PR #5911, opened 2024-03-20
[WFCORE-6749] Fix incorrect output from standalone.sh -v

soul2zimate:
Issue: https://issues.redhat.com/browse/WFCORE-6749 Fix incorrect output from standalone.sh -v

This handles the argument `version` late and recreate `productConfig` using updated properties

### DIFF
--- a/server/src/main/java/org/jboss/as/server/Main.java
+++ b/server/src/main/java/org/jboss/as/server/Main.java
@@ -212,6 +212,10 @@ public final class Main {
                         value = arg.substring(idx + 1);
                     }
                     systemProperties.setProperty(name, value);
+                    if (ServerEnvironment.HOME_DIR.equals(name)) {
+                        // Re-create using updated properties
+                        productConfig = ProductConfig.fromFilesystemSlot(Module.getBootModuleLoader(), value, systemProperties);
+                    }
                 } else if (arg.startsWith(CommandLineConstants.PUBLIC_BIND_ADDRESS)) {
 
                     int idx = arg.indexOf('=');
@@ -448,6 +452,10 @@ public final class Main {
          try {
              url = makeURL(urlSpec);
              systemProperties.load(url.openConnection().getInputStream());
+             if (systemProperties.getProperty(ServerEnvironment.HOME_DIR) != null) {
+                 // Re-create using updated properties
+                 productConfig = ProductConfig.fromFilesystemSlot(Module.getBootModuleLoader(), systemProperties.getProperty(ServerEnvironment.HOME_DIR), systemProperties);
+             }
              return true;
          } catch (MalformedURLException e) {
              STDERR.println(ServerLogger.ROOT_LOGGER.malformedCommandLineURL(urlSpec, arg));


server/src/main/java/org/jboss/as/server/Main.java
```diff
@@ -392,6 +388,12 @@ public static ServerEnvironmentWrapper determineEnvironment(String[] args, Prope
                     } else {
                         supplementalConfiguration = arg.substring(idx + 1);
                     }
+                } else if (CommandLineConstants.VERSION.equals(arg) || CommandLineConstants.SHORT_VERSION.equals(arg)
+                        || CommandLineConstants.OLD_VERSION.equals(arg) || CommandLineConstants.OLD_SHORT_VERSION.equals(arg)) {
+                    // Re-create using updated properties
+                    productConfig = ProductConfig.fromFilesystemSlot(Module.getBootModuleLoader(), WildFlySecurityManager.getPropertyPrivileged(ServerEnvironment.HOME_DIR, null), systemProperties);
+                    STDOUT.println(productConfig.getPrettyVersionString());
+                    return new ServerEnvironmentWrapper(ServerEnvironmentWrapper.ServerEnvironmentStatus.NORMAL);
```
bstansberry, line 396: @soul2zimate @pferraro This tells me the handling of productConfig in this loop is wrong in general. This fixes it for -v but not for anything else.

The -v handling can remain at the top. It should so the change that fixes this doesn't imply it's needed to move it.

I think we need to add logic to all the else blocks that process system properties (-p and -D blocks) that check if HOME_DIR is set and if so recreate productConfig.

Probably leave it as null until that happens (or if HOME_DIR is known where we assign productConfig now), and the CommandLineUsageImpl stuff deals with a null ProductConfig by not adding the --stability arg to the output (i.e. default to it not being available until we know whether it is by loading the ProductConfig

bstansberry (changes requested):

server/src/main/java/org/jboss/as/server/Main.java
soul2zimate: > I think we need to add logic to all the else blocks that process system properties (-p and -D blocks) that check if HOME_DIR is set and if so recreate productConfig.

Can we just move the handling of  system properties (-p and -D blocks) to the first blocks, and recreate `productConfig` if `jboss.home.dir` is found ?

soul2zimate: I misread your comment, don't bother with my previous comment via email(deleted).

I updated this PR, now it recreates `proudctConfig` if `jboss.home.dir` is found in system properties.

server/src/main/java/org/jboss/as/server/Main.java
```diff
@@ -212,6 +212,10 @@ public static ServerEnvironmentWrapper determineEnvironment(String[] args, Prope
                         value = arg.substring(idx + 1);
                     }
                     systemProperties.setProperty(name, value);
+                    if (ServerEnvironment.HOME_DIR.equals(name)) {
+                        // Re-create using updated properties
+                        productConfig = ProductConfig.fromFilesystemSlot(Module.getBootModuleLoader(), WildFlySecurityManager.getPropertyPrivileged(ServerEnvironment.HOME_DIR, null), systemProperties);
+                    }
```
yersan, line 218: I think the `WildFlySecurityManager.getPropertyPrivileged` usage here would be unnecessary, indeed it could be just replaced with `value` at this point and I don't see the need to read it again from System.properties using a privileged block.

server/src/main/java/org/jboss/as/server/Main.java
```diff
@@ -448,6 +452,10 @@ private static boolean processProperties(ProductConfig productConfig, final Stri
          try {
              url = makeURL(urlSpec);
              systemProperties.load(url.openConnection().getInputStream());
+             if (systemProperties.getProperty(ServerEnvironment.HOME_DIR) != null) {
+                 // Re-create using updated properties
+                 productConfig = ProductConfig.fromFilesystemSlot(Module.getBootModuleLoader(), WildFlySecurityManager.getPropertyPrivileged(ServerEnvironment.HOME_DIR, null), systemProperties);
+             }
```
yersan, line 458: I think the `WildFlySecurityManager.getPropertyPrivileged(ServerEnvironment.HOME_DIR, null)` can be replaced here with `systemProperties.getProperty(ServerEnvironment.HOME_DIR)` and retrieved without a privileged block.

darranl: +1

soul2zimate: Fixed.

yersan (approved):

• [WORK INSTRUCTIONS]: All of the lines above need to be given again exactly.

• [ANSWER TO THE EXERCISE]:
PR #5911, opened 2024-03-20
[WFCORE-6749] Fix incorrect output from standalone.sh -v

soul2zimate:
Issue: https://issues.redhat.com/browse/WFCORE-6749 Fix incorrect output from standalone.sh -v

This handles the argument `version` late and recreate `productConfig` using updated properties

### DIFF
--- a/server/src/main/java/org/jboss/as/server/Main.java
+++ b/server/src/main/java/org/jboss/as/server/Main.java
@@ -212,6 +212,10 @@ public final class Main {
                         value = arg.substring(idx + 1);
                     }
                     systemProperties.setProperty(name, value);
+                    if (ServerEnvironment.HOME_DIR.equals(name)) {
+                        // Re-create using updated properties
+                        productConfig = ProductConfig.fromFilesystemSlot(Module.getBootModuleLoader(), value, systemProperties);
+                    }
                 } else if (arg.startsWith(CommandLineConstants.PUBLIC_BIND_ADDRESS)) {
 
                     int idx = arg.indexOf('=');
@@ -448,6 +452,10 @@ public final class Main {
          try {
              url = makeURL(urlSpec);
              systemProperties.load(url.openConnection().getInputStream());
+             if (systemProperties.getProperty(ServerEnvironment.HOME_DIR) != null) {
+                 // Re-create using updated properties
+                 productConfig = ProductConfig.fromFilesystemSlot(Module.getBootModuleLoader(), systemProperties.getProperty(ServerEnvironment.HOME_DIR), systemProperties);
+             }
              return true;
          } catch (MalformedURLException e) {
              STDERR.println(ServerLogger.ROOT_LOGGER.malformedCommandLineURL(urlSpec, arg));


server/src/main/java/org/jboss/as/server/Main.java
```diff
@@ -392,6 +388,12 @@ public static ServerEnvironmentWrapper determineEnvironment(String[] args, Prope
                     } else {
                         supplementalConfiguration = arg.substring(idx + 1);
                     }
+                } else if (CommandLineConstants.VERSION.equals(arg) || CommandLineConstants.SHORT_VERSION.equals(arg)
+                        || CommandLineConstants.OLD_VERSION.equals(arg) || CommandLineConstants.OLD_SHORT_VERSION.equals(arg)) {
+                    // Re-create using updated properties
+                    productConfig = ProductConfig.fromFilesystemSlot(Module.getBootModuleLoader(), WildFlySecurityManager.getPropertyPrivileged(ServerEnvironment.HOME_DIR, null), systemProperties);
+                    STDOUT.println(productConfig.getPrettyVersionString());
+                    return new ServerEnvironmentWrapper(ServerEnvironmentWrapper.ServerEnvironmentStatus.NORMAL);
```
bstansberry, line 396: @soul2zimate @pferraro This tells me the handling of productConfig in this loop is wrong in general. This fixes it for -v but not for anything else.

The -v handling can remain at the top. It should so the change that fixes this doesn't imply it's needed to move it.

I think we need to add logic to all the else blocks that process system properties (-p and -D blocks) that check if HOME_DIR is set and if so recreate productConfig.

Probably leave it as null until that happens (or if HOME_DIR is known where we assign productConfig now), and the CommandLineUsageImpl stuff deals with a null ProductConfig by not adding the --stability arg to the output (i.e. default to it not being available until we know whether it is by loading the ProductConfig

bstansberry (changes requested):

server/src/main/java/org/jboss/as/server/Main.java
soul2zimate: > I think we need to add logic to all the else blocks that process system properties (-p and -D blocks) that check if HOME_DIR is set and if so recreate productConfig.

Can we just move the handling of  system properties (-p and -D blocks) to the first blocks, and recreate `productConfig` if `jboss.home.dir` is found ?

soul2zimate: I misread your comment, don't bother with my previous comment via email(deleted).

I updated this PR, now it recreates `proudctConfig` if `jboss.home.dir` is found in system properties.

server/src/main/java/org/jboss/as/server/Main.java
```diff
@@ -212,6 +212,10 @@ public static ServerEnvironmentWrapper determineEnvironment(String[] args, Prope
                         value = arg.substring(idx + 1);
                     }
                     systemProperties.setProperty(name, value);
+                    if (ServerEnvironment.HOME_DIR.equals(name)) {
+                        // Re-create using updated properties
+                        productConfig = ProductConfig.fromFilesystemSlot(Module.getBootModuleLoader(), WildFlySecurityManager.getPropertyPrivileged(ServerEnvironment.HOME_DIR, null), systemProperties);
+                    }
```
yersan, line 218: I think the `WildFlySecurityManager.getPropertyPrivileged` usage here would be unnecessary, indeed it could be just replaced with `value` at this point and I don't see the need to read it again from System.properties using a privileged block.

server/src/main/java/org/jboss/as/server/Main.java
```diff
@@ -448,6 +452,10 @@ private static boolean processProperties(ProductConfig productConfig, final Stri
          try {
              url = makeURL(urlSpec);
              systemProperties.load(url.openConnection().getInputStream());
+             if (systemProperties.getProperty(ServerEnvironment.HOME_DIR) != null) {
+                 // Re-create using updated properties
+                 productConfig = ProductConfig.fromFilesystemSlot(Module.getBootModuleLoader(), WildFlySecurityManager.getPropertyPrivileged(ServerEnvironment.HOME_DIR, null), systemProperties);
+             }
```
yersan, line 458: I think the `WildFlySecurityManager.getPropertyPrivileged(ServerEnvironment.HOME_DIR, null)` can be replaced here with `systemProperties.getProperty(ServerEnvironment.HOME_DIR)` and retrieved without a privileged block.

darranl: +1

soul2zimate: Fixed.

yersan (approved):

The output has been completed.